2. It’s A Good Source of Quality Protein:
Milk is a rich source of protein, with just one cup containing 8 grams. Protein is necessary for many vital functions in your body, including growth and development, cellular repair, and immune system regulation. Milk is considered a “complete protein,” meaning it contains all nine of the essential amino acids necessary for your body to function at an optimal level.

3. Milk Benefits Bone Health:
Drinking milk has long been associated with healthy bones. This is due to its powerful combination of nutrients, including calcium, phosphorus, potassium, protein, and (in grass-fed, full-fat dairy) vitamin K2. All of these nutrients are essential for maintaining strong, healthy bones.

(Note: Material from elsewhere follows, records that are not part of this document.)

PR #1121, opened 2018-05-05
Initial version of the speech extension.  There is certainly still so…

picklesrus:
…me stuff to figure out but the core of it is here.

### Proposed Changes

Add the core changes for the speech extension.

### Reason for Changes

Because people like to talk to stuff.

### Test Coverage

Still TBD


picklesrus:
Number 3 below is slightly concerning and magnifies the "this code is fragile" comment I made earlier :)  I'm not sure why (or when) it changed but the opcodes for the extension blocks used to be extensionName.block and are now extensionName_block so I changed the test in the if to be speech_ instead. 🙃 Hopefully there is a better way to do that part of the code.

Did the things we chatted about offline:
1. extension manager now has speech in it.
2. moved over to using arraybuffer-loader
3. fixed the phrase list.

ericrosenbaum:
Let's initialize _currentUtterance to the empty string, so that it doesn't report "null" before anything has been recognized.

ericrosenbaum:
Looks like the comments for finalResponseTimeoutDurationMs and listenAndWaitBlockTimeoutMs need clarification to distinguish between them

ericrosenbaum:
I'm often getting:
`vm Not sending data because not in ready state. State: 2`
or
`vm Not sending data because not in ready state. State: 3`
Not sure why- things otherwise seem to be working as expected.

picklesrus:
Whoops. Fixed that comment and current_utterance initialization.

I'm curious how you're getting those errors - do you have a project/block set you can share? I'd love to be able to repro to figure out why it happens.  Also, there's a question marked in the code, but since you're now seeing this for real, would it make sense to call resetListening there?  I imagine the error throws continuously since we're probably still processing the audio data? We could also try to re-open the socket in addition/instead?

ericrosenbaum:
I saw this sequence of results, suggesting there are problems with the way fuzzy matching is being used (I think). I had a hat block with "go left" in it:

vm Got result: {"alternatives":[{"words":[],"transcript":"go left","confidence":0}],"isFinal":false,"stability":0.009999999776482582}

vm Keeing result: eft

picklesrus:
I think I solved the closed socket issue - the socket was getting closed but then more data came in through the processAudioCallback and we gave up.  I'm now removing the listener on the scriptNode at the same time that I call disconnect on it.  Then I put the listener back on when listening resumes.

picklesrus:
For the keeping "eft" bit:
I think this could be a result of this bit of code with the comment ~line 448 that starts with "Decide whether this is the right thing"  I removed it for now -  See commit https://github.com/LLK/scratch-vm/pull/1121/commits/3eec3170b2008b582636f52623c8186f4f8d114d

The reason I put it there initially is because of the case where the fuzzy match matches the thing in the when I hear block but isn't exactly what you said.  Example: put "card" in a when I hear hat, and say "car".  The when I hear hat triggers (for me at least) and the transcription result is "car".  It seemed odd to me that the value in the speech reporter didn't match the value in the "When I hear" hat, yet the hat triggered.
So, I could either leave it like this, or perhaps instead of putting the result from the fuzzy matcher, I should set it to the value from the when I hear hat.  Thoughts? I could also rip out fuzzy matching altogether, though I do remember thinking it made things a bunch better when I originally added it... Things change though :)

ericrosenbaum:
My intuition right now is that the the speech reporter's value should be the "raw" value, and not be affected by the hat block contents. That way the hat blocks with fuzzy matching will have a slightly more forgiving behavior, but the speech reporter will show you what the system is actually hearing.

picklesrus:
Okay. I'll leave it as is for now then.

picklesrus:
I think so far the code reflects everything we've talked about.  Let me know if there are more issues you've found!

ericrosenbaum (approved):
Hooray! Now we can talk to Scratch!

Approximately 99% of your body’s calcium is stored in your bones and teeth. Milk is an excellent source of the nutrients your body relies on to properly absorb calcium, including vitamin D, vitamin K, phosphorus, and magnesium.

4. Helps Prevent Weight Gain:
Several studies have linked milk intake to a lower risk of obesity. Interestingly, this benefit has only been associated with whole milk.

5. Milk Is a Versatile Ingredient:
Milk is a nutritious beverage that provides several health benefits. Moreover, it’s a versatile ingredient that can be easily added to your diet.

Aside from drinking milk, try these ideas for incorporating it into your daily routine:

Smoothies: It makes an excellent, high-protein base for healthy smoothies. Try combining it with greens and a small amount of fruit for a nutritious snack.
Oatmeal: It provides a tasty, more nutritious alternative to water when making your morning oatmeal or hot cereal.
Coffee: Adding it to your morning coffee or tea will give your beverage a boost of beneficial nutrients.
Soups: Try adding it to your favorite soup recipe for added flavor and nutrition.